Treatment options for recurrent/refractory CNS lymphoma are limited but the Bruton’s tyrosine kinase inhibitor ibrutinib has shown promise.. To increase efficacy and reduce resistance, ibrutinib was combined with lenalidomide in a pre-clinical study and rituximab (R²I) in a phase Ib trial with expansion.

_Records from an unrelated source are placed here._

PR #3154, opened 2022-02-25
Refactor python/install.py and 'make install-python' to use setuptools and build a binary wheel

akohlmey:
**Summary**

Python distutils are deprecated in Python 3.11 and will be removed in 3.12. So scripts using it need to be updated to use setuptools instead. The `python/setup.py` script used by `make install` (only available with CMake build process) was already updated. This will create a *universal* package that is dependent on having the LAMMPS shared library installed in a system folder.

As an alternative there is the `python/install.py` script to install the LAMMPS python module *with* the corresponding shared library file into a suitable `site-packages` folder for transparent use of the module **without** having to set both the PYTHONPATH and the LD_LIBRARY_PATH (or DYLD_LIBRARY_PATH or PATH) environment variables. It is called from `make install-python` or can be called manually. This has been refactored to use setuptools as well.

**Related Issue(s)**

PR #3101 

**Author(s)**

Axel Kohlmeyer, Temple U

**Licensing**

**Backward Compatibility**

It is no longer possible to explicitly provide a directory to install the module and shared library to with the -d flag.
Instead using a virtual environment is recommended. The refactored procedure is compatible with that, while the old version was not.

**Implementation Notes**

The procedure has been changed to first create a virtual environment for the python version chosen, then installing required packages to build a so-called *binary wheel* into that and then build the wheel file itself. The install.py script can be called manually and is called from `make install-python` from either the CMake build folder or the src folder.  After building the wheel the virtual environment will be left and removed and the binary wheel file installed into the current site-packages folder. The binary `lammps-<version>-<pyversion>-<pyabi>-os>-<arch>.whl` file is moved to the build folder and can later be directly installed with pip (again) on the same or any compatible machine.

The procedure as of now is rather messy but surprisingly portable.

**Post Submission Checklist**


akohlmey:
@sjplimp @athomps this pull request has my proposed changes to the python/install.py scripts and python/setup.py to refactor it for switching from distutils to setuptools. I've tried to retain as much of the old behavior as possible, but the custom folder installation with `-d` is not possible anymore. Instead it now leaves the "binary wheel" file around which can be installed manually with pip (e.g. into a later created virtual environment). I am not proud of *how* this is implemented, but happy that I got everything somehow working for all tests I made.

Now it would be time to see if this still serves all needs that we need it to work for and on machines that are different from my desktop or containers or virtual machines.

akohlmey:
I will revise the manual and add some more comments to the script code describing the steps better, once we agree on whether to stick with this implementation or go a different route.

charlessievers:
@akohlmey Just tried this PR out on my local machine, MacOS 10.15.7. I use anaconda to manage my python environments. make install-python fails to add liblammps.* to the python site-packages of my current environment. I used cmake version 3.16.2. Where is the target location for the binary wheel?

akohlmey:
> Just tried this PR out on my local machine, MacOS 10.15.7. I use anaconda to manage my python environments.

You are using two things that are among the biggest headaches in portable software development: MacOS and anaconda.

In recent years, particularly Apple's software engineers have managed to achieve that MacOS is now "outweirding" Windows, which is not an easy feat. I tried the PR on Windows in a standard shell (not bash) and it worked out of the box...

> /Users/casieve/anaconda3/envs/stubs/bin/python3.8: No module named virtualenv

**Here** is the problem. The wheel build procedure creates a virtual environment (because it needs to install/update some packages via pip), but your Python is lacking virtualenv to create it. Looks like I need to add another sanity check.

charlessievers:
> You are using two things that are among the biggest headaches in portable software development: MacOS and anaconda.

Glad I could be of service then, at least I switched to cmake. Let me know if you need me to test out future implementations.

> **Here** is the problem. The wheel build procedure creates a virtual environment (because it needs to install/update some packages via pip), but your Python is lacking virtualenv to create it. Looks like I need to add another sanity check.

Makes sense, just thought you would want to know.

akohlmey:
> Where is the target location for the binary wheel?

The file should show up in the "build" folder, i.e. wherever you configured it for cmake or the src folder with GNU make.
Once you have the .whl file you won't need to use `make install-python` anymore, but could directly do `pip install ./lammps-2022.2.17-cp310-cp310-linux_x86_64.whl` (or whatever the file is called based on python version, OS and CPU).
Also uninstall should be simple with `pip uninstall lammps`.

akohlmey:
> Glad I could be of service then, at least I switched to cmake. Let me know if you need me to test out future implementations.
> 
> > **Here** is the problem. The wheel build procedure creates a virtual environment (because it needs to install/update some packages via pip), but your Python is lacking virtualenv to create it. Looks like I need to add another sanity check.
> 
> Makes sense, just thought you would want to know.

Absolutely. Will be pushing an update in a few minutes. MacOS is always a bit more difficult for me to test because the only test machines are either our jenkins workers or through GitHub Actions. 

I will also have to check in my FreeBSD virtual machines. That one has an unusual way to manage python versions so it is sometimes complicated to write scripts in a fully portable ways. 

The strangest thing is that this new version seems to be still compatible with Python 2.7 (I didn't aim for or expected it). There are some warnings about EOL and lack of updates, but yet it ran to completion and produced wheels on multiple virtual machines.

akohlmey:
> I think this behavior is excellent and is more clear to python users than make install-python.

"make install-python" is just a convenience wrapper. All it does is just run:
```
/path/to/my/python <LAMMPSHOME>/python/install.py -l <LAMMPSBUILD>/liblammps.so -p <LAMMPSHOME>/python/lammps
```
The make command just uses the existing knowledge about location of sources and binaries.

akohlmey:
> I think this behavior is excellent and is more clear to python users than make install-python

Come to think of it. I should add a '-n' (--noinstall) flag to the install.py script so it does not attempt to install the module.
That way one can just build the wheel and install it later. Won't change the behavior of `make install-python` though.

charlessievers:
`$ make install-python`
```
Scanning dependencies of target install-python
Installing LAMMPS Python module
Purging existing wheels...
Failed to create a virtualenv: /Users/casieve/anaconda3/envs/stubs/bin/python3.8: No module named virtualenv

make[3]: *** [CMakeFiles/install-python] Error 1
make[2]: *** [CMakeFiles/install-python.dir/all] Error 2
make[1]: *** [CMakeFiles/install-python.dir/rule] Error 2
make: *** [install-python] Error 2
```
>Come to think of it. I should add a '-n' (--noinstall) flag to the install.py script so it does not attempt to install the module.
That way one can just build the wheel and install it later. Won't change the behavior of make install-python though.

That is a good idea, also a try block that checks for no module name virtualenv and defaults to noinstall where you just end up with the wheel.

akohlmey:
> That is a good idea, also a try block that checks for no module name virtualenv and defaults to noinstall where you just end up with the wheel.

Not possible. The virtualenv is needed to build the wheel. I had initially used pip to install it into a user's local site-packages tree, but then decided against it. The purpose of using a virtualenv is to update/install pip, setuptools, build, and wheel to have
recent enough versions so the process works even on older operating systems. But then first installing virtualenv would just negate that consideration and I could just update all.

charlessievers:
> Not possible. The virtualenv is needed to build the wheel. I had initially used pip to install it into a user's local site-packages tree, but then decided against it. The purpose of using a virtualenv is to update/install pip, setuptools, build, and wheel to have recent enough versions so the process works even on older operating systems. But then first installing virtualenv would just negate that consideration and I could just update all.

I see, just read through `install.py`

akohlmey:
> I see, just read through `install.py`

Don't look too closely. It is **ugy** code. Particular the part where I load the virtual environment from python. which is why I need to run the wheel build script in a subprocess. but doing it in all-python helped to keep it portable...

charlessievers:
Maybe this is a dumb question, but what is the reason for not using a setup.py?

akohlmey:
> Maybe this is a dumb question, but what is the reason for not using a setup.py?

I **am** using it. But there is a whole lot of dark magic needed to make setuptools do something that is against their expectations. Also I wanted it to remain mostly backward compatible. Hence the wrapper script.

You can just do:
```
python -m build --wheel
```
However that will build a python-only wheel, without the shared library.
But the purpose of the whole exercise is to be able to bundle the shared library and thus make it build a binary wheel with the shared library included. But setuptools has no out-of-the-box provisions for a scenario where the compilation is already done. That is when I had to get down and dirty.

akohlmey:
@charlessievers now it should error out if virtualenv is not installed.

charlessievers:
Ah, thanks for the explanation. That makes sense.

Mind if I add in a flag to allow users to use the current python environment to build the wheel instead of creating a virtualenv?

akohlmey:
> Mind if I add in a flag to allow users to use the current python environment to build the wheel instead of creating a virtualenv?

Why? I don't see a reason why you want to do that.

charlessievers:
> Why? I don't see a reason why you want to do that.

Maybe I am a bit neurotic when it come to managing my python environments. Always having to delete files out of my ~/.local is something I would like to avoid.

akohlmey:
> Maybe I am a bit neurotic when it come to managing my python environments. Always having to delete files out of my ~/.local is something I would like to avoid.

But to avoid this *is* the reason for using a virtual environment. So you are contradicting yourself.

The steps are:
- create a virtual environment "buildwheel", i.e a folder buildwheel
- activate it and then use pip to update/install some required packages. this way the updates/installs are somewhere inside the buildwheel tree
- build the wheel with `python -m build --wheel`
- delete the "buildwheel" folder and everything that is in it
- use pip to install the previously created wheel file (the main step) into either the system site-packages or failing that the user site-packages folder
- move the generated wheel file to the build folder

If you don't want the installation part, you have to manually execute the install.py file with the required arguments (it will deduce the python version, and LAMMPS version from that) and --noinstall

charlessievers:
@akohlmey I see, that is clever. I just checked over all of the script and my problem is just that I still had a distutil lammps in my environment, so it defaulted to putting the build in my .local

```
/Users/casieve/anaconda3/envs/stubs/bin/python3.8 -m pip install --force-reinstall lammps-2022.2.17-cp38-cp38-macosx_10_15_x86_64.whl
Processing ./lammps-2022.2.17-cp38-cp38-macosx_10_15_x86_64.whl
Installing collected packages: lammps
  Attempting uninstall: lammps
    Found existing installation: lammps 2022.2.17
ERROR: Cannot uninstall 'lammps'. It is a distutils installed project and thus we cannot accurately determine which files belong to it which would lead to only a partial uninstall.
```

akohlmey:
> @akohlmey I see, that is clever. I just checked over all of the script and my problem is just that I still had a distutil lammps in my environment, so it defaulted to putting the build in my .local
> 
> ```
> /Users/casieve/anaconda3/envs/stubs/bin/python3.8 -m pip install --force-reinstall lammps-2022.2.17-cp38-cp38-macosx_10_15_x86_64.whl
> Processing ./lammps-2022.2.17-cp38-cp38-macosx_10_15_x86_64.whl
> Installing collected packages: lammps
>   Attempting uninstall: lammps
>     Found existing installation: lammps 2022.2.17
> ERROR: Cannot uninstall 'lammps'. It is a distutils installed project and thus we cannot accurately determine which files belong to it which would lead to only a partial uninstall.
> ```

Sorry, you still don't get it. The whole point of "make install-python" is to install the LAMMPS module. It *should* go into your ~/.local folder. If there is a LAMMPS module already present, then it will try to update it. But in your case, it cannot be updated, because your existing module was installed with the old script and that was using distutils and not from a wheel. That way there is no record of which files need to be removed and pip refuses to update.

charlessievers:
I think there is a miscommunication now. I understand that "If there is a LAMMPS module already present, then it will try to update it.", which is why I deleted my previous distutils version and reran `make install-python`. Anyway, it does not really matter.

> It should go into your ~/.local folder. 

The first try block defaults to what I thought was the intended behavior, updating the current environments site-package. In my case this adds it to my current anaconda environment, which is the behavior I expected. The second try block adds the module to .local, which is a nice back up behavior.

```
print("Installing wheel")
for wheel in glob.glob('lammps-*.whl'):
  try:
    print(sys.executable, '-m', 'pip', 'install', '--force-reinstall', wheel)
    txt = subprocess.check_output([sys.executable, '-m', 'pip', 'install', '--force-reinstall', wheel], stderr=subprocess.STDOUT, shell=False)
    print(txt.decode('UTF-8'))
    continue
  except:
    pass
  try:
    print('Installing wheel into standard site-packages folder failed. Trying user folder now')
    txt = subprocess.check_output([sys.executable, '-m', 'pip', 'install', '--user', '--force-reinstall', wheel], stderr=subprocess.STDOUT, shell=False)
    print(txt.decode('UTF-8'))
  except:
    sys.exit('Failed to install wheel ' + wheel)
  shutil.copy(wheel, olddir)
  os.remove(wheel)
```

akohlmey:
> Anyway, it does not really matter.

Actually, it **does** matter. A lot of the people using "make install-python" may have installed it the same way previously and expect that it will just work, but in the specific case of having an anaconda maintained environment (or using sudo and having it installed systemwide) with the old installation, then the new script should **not** fall back to enforcing a --user install.
Instead it should stop and tell the user to do a manual uninstall (just as you did without being recommended to do so).

athomps (approved):
I approve.

sjplimp (approved):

Ibrutinib 560mg (dose level 1) or 840mg (levels 2-4) was administered daily; lenalidomide was dosed day 1-21 at 10mg (level 1 + 2), 15mg (level 3), or 20mg (level 4) daily; rituximab 500mg/m² was administered every 28 days. Rituximab was given for 6 cycles, lenalidomide 12 cycles, and ibrutinib ongoing.

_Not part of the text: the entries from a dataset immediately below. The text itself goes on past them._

PR #3155, opened 2022-02-25
Collected small changes

akohlmey:
**Summary**

This pull request contains collected small changes and fixes

**Related Issue(s)**

Addresses the problem reported here: https://matsci.org/t/error-building-mpi-shared-lib-liblammps-mpi-so-undefined-reference-to-lammps-ns-connect-param-counts/40793

Addresses the issues reported here: https://matsci.org/t/segmentation-fault-every-time-i-try-to-run-intel-acceleration/40811

**Author(s)**

Axel Kohlmeyer, Temple U

**Licensing**

**Backward Compatibility**

No known issues.

**Implementation Notes**

- update the detection of `cythonize` for the GNU make build system to be compatible with non-bash Bourne shells (like dash)
- be more careful when updating the settings for the ML-IAP package with the GNU make build system and always delete and restore settings to correctly handle detecting cythonize which also depends on the PYTHON package being installed
- let the `rerun` command bypass the time-dependent fix check when it resets the timestep; otherwise `rerun` would be rather useless for most analysis uses.
- use consistent naming scheme in force constant caching of the INTEL package. small refactor to avoid memory leaks.
- fix off-by-one bug in dihedral style fourier/intel
- fix bug in pair style lj/long/coul/long that wasn't triggering an intel style neighbor list which is required to have force field buffers allocated
- add support for recently released plumed versions 2.6.6, 2.7.4, and 2.8.0 (default is now 2.7.4)
- some refactoring to use newer and more compact APIs

**Post Submission Checklist**

### DIFF
--- a/cmake/Modules/Packages/PLUMED.cmake
+++ b/cmake/Modules/Packages/PLUMED.cmake
@@ -54,8 +54,8 @@ if(DOWNLOAD_PLUMED)
     set(PLUMED_BUILD_BYPRODUCTS "<INSTALL_DIR>/lib/libplumedWrapper.a")
   endif()
 
-  set(PLUMED_URL "https://github.com/plumed/plumed2/releases/download/v2.7.3/plumed-src-2.7.3.tgz" CACHE STRING "URL for PLUMED tarball")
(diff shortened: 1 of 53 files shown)


athomps (approved):
I approve.

sjplimp (approved):

PR #3156, opened 2022-02-25
Fix rare bug in Kokkos with CUDA UVM

stanmoore1:
**Summary**

Fix rare bug in Kokkos with CUDA UVM when some forces are computed on the host CPU--the forces were double counted when using UVM for this case.

**Related Issue(s)**

None

**Author(s)**

Stan Moore (SNL), reported by Matt Bettencourt (NVIDIA)

**Licensing**

**Backward Compatibility**

Yes


athomps (approved):
I approve.

sjplimp (approved):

25 patients were enrolled (3 each into dose level 1-3; 6 into level 4; 10 into expansion cohort at level 4). Median age was 67 years (range 41-85) and median ECOG 1 (range 0-2). Patients had a median of 2 prior regimens (range 1-5). Common adverse events were thrombocytopenia, rash, and lymphopenia. No aspergillosis or grade 5 toxicities were observed. After 12.8 months median follow-up, 20/25 (80%) showed a response with a median time to best response 60 days (range, 25-615). Median progression-free survival (PFS) was 4.3 months (95% CI: 2.4-not reached) with a PFS12m of 37% (95% CI: 22%-63%). Median overall survival has not been reached. Patients with rash during treatment had improved PFS (HR: 0.17, 95% CI: 0.05-0.55, p-value=0.003).

R²I was tolerated well with high response rates and short time to best response. Median PFS was limited but 1/3 of patients had durable response >12 months. This trial was registered at www.clincialtrails.gov (NCT03703167).